As of September 30, 2021 and December 31, 2020, $67,500 and $0 was owed to Kristofer Heaton, the Vice President of Finance, for accrued compensation. During the nine months ended September 30, 2021, $22,500 of compensation was converted into a convertible note as described above and $67,500 of compensation was accrued. As of September 30, 2021 and December 31, 2020, Mr. Heaton was owed $52,625 and $52,625 for prior services provided to the Company, respectively.

 

Equity transactions

 

Per the vesting schedules of certain of the Company’s amended RSU Agreements, on January 1, 2021, 6,760,000 shares of common stock were issued to Mr. Douglas Beplate, Chairman of the Board, 2,000,000 shares of common stock were issued to Mr. Schiliro and 100,000 shares of common stock were issued to Mr. Heaton.

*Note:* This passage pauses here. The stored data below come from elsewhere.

Issue #956, opened 2023-12-19
Allow a throughput limit


kentquirk:
**Is your feature request related to a problem? Please describe.**

- Throughput samplers aren't good enough for variable traffic. "What would be great would be a Dynamic mode that's the default and then Throughput mode kicks in only if we are above some threshold for overall volume."

**Describe the solution you'd like**

- Refinery monitors throughput (events per second) as a constant feature
- There's a configuration value that allows setting throughput either at the cluster level or at the individual refinery level
- It maintains a sample rate multiplier that is 1 if the total throughput is below the limit
- If the throughput value goes above the specified limit, then the sample rate multiplier starts increasing
- All sample rates generated by the selected samplers are multiplied by this throughput multiplier to bring sample rates back down to within the limit
- The current value of the limit is added as a `meta.` value.

**Describe alternatives you've considered**

- Creating special sampler variants that do this, which would require creating multiple new sampler types.

**Additional context**

- Partially discussed in #525 
- Also discussed in [Pollinators](https://honeycombpollinators.slack.com/archives/C01BZ3J7RMJ/p1703010013565929)

VinozzZ:
I would like to work on this. To ensure I understand both the targeted problem and the proposed solution, I’m going to reiterate them here.

Problem:
Customers want to maintain a consistent sample rate for both bursty traffic and low-volume traffic, ensuring that each type receives equal representation in the sampled data. However, when an unexpected surge of bursty traffic occurs, customers still need to keep the overall event volume under control. This means the sample rate needs to dynamically adjust in response to unexpected traffic bursts, thereby enforcing a total throughput limit.

Proposed Solution:
We propose introducing a new configuration option, ThroughputLimit, in the DynamicSampler. If this option is set, a sample rate multiplier will be applied based on the specified limit and the current throughput. When the current throughput exceeds the limit, the sample rate will be adjusted using this multiplier to bring the throughput back within the defined limit.

Please let me know if this makes sense or if I have misunderstood any aspects.

kentquirk:
I agree with what you said, except for where it is and what it affects -- the configuration option I'm talking about would apply to Refinery as a whole, and would multiply all calculated sample rates from any sampler configuration.

This means that each Refinery in a cluster needs to calculate its output events per second using a moving average based on the number of spans being sent and gossip that periodically. Like stress level, all the refineries in the cluster should share the same calculated value and use it together.

[...]

PR #1300, opened 2024-08-23
feat: support ThroughputLimit in samplers

VinozzZ:

relates to #956 

- Create a `EMAThroughputCalculator` to calculate cluster throughputs  and publish individual throughput on an interval
- Change `Sampler` interface to separate the sample rate calculation logic and sampling decision logic
- Add a new configuration group `EMAThroughputLimit` in rules config


collect/throughput_calculator.go
```diff
@@ -0,0 +1,188 @@
...
+		return err
+	}
+	c.hostID = peerID
+	c.throughputs = make(map[string]throughputReport)
+	// Subscribe to the throughput topic so we can react to throughput
+	// changes in the cluster.
+	c.Pubsub.Subscribe(context.Background(), stressReliefTopic, c.onThroughputUpdate)
+
+	go func() {
+		ticker := c.Clock.NewTicker(c.intervalLength)
```
VinozzZ, line 65: We should only publish if the throughput is different from the previous calculation

sample/rules.go
```diff
@@ -117,36 +117,47 @@ func (s *RulesBasedSampler) GetSampleRate(trace *types.Trace) (rate uint, keep b
...
-			}
-
-			if keep {
-				s.Metrics.Increment(s.prefix + "num_kept")
-			} else {
-				s.Metrics.Increment(s.prefix + "num_dropped")
 				if rule.Drop {
-					// If we dropped because of an explicit drop rule, then increment that too.
-					s.Metrics.Increment(s.prefix + "num_dropped_by_drop_rule")
+					rate = 0
```
VinozzZ, line 129: We don't have the rule's config in the `MakeSamplingDecision` function. I changed the logic to return `rate` as 0 to signal that it's a drop decision due to the `Drop` config

sample/dynamic.go
```diff
@@ -94,5 +90,22 @@ func (d *DynamicSampler) GetSampleRate(trace *types.Trace) (rate uint, keep bool
 			d.Metrics.Gauge(name, val)
 		}
 	}
-	return rate, shouldKeep, "dynamic", key
+	return rate, "dynamic", key
+}
+
+func (d *DynamicSampler) MakeSamplingDecision(rate uint, trace *types.Trace) bool {
```
kentquirk, line 96: I am pretty happy with the removal of the keep parameter, but I thought I understood that we were not going to add a new function to every sampler. I think MakeSamplingDecision is the same for all samplers, except for the metrics. Why is this better than centralizing that into the call from collect()?

VinozzZ: Unfortunately, the `DeterministicSampler`'s decision making logic is quite different from the rest of the samplers

kentquirk: Ugh. You're right, but deterministic sampling breaks with the throughput throttle anyway, so maybe we should consider treating it differently or exempting it from the throttle.

VinozzZ:
I'm closing this for now as we don't have plans to pursue this feature in the near future

PR #1301, opened 2024-08-27
feat: support layered (multiple) configuration files

### LINKED ISSUE #871: Can we support layered configs?
There are times when it would be valuable to have a base configuration that is then modified by applying one or more detail configurations on top of it. 

If we support this, it still has to integrate with command line options and support hot reloading even if only one of the configurations has changed. 

(Potential implementation note -- have cmdenv generate a config that is applied on top of the existing config, rather than using the current toolset.)

Tagging this for a 2.2 investigation, but it may not make it into 2.2 if at all.

Use cases for this feature:
* Splitting configurations into sensitive and non-sensitive sections
* Splitting configurations into shared (perhaps remote) config and local (machine or region-specific) config
* Having the main configuration and a temporary one used for overriding sample rates, perhaps while debugging during an incident.

kentquirk:

- Support the ability to specify multiple configuration files; this is in support of a future feature to allow remote editing of some of a configuration, while leaving other parts untouched.
- Closes #871 

- Make config/env values into slices
- Make it possible to read/combine configurations
- Add a little documentation


config/cmdenv.go
```diff
@@ -26,8 +26,8 @@ import (
 // that this system uses reflection to establish the relationship between the
 // config struct and the command line options.
 type CmdEnv struct {
-	ConfigLocation        string     `short:"c" long:"config" env:"REFINERY_CONFIG" default:"/etc/refinery/refinery.yaml" description:"config file or URL to load"`
-	RulesLocation         string     `short:"r" long:"rules_config" env:"REFINERY_RULES_CONFIG" default:"/etc/refinery/rules.yaml" description:"config file or URL to load"`
+	ConfigLocations       []string   `short:"c" long:"config" env:"REFINERY_CONFIG" env-delim:"," default:"/etc/refinery/refinery.yaml" description:"config file or URL to load; can be specified more than once"`
+	RulesLocations        []string   `short:"r" long:"rules_config" env:"REFINERY_RULES_CONFIG" default:"/etc/refinery/rules.yaml" description:"config file or URL to load; can be specified more than once"`
```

On January 6, 2021, the Board of Directors approved the second amendment to the RSU Agreement between the Company and Mr. Beplate in conjunction with Mr. Beplate’s retirement from his day-to-day management role with the Company. The amendment accelerated the vesting and immediately settled his remaining RSU’s by issuing 21,970,000 shares of common stock. Further, as a bonus in recognition of Mr. Beplate’s service to the Company and in recruitment of new executive management, the Company issued to Mr. Beplate an additional 2,000,000 shares of common stock. The Company recorded $26,127,300 of stock-based compensation expense during the nine months ended September 30, 2021 related to the accelerated vesting of these RSU’s and issuance of common stock.

 

The Company entered into a second restricted stock unit agreement with Mr. Heaton in December 2020. Per the second agreement 500,000 RSU’s would be granted on May 15, 2021 provided his professional services agreement was in effect on that date. The 500,000 RSU’s were granted per the agreement. The RSU’s, subject to certain conditions, shall vest upon the achievement of certain Company objectives and milestones.

 

During the nine months ended September 30, 2021, 200,000 of Mr. Heaton’s RSU’s mentioned above vested due to achievement of certain Company objectives. The Company recorded stock-based compensation expense $220,000 related to the vesting of these RSU’s which was the grant date fair value.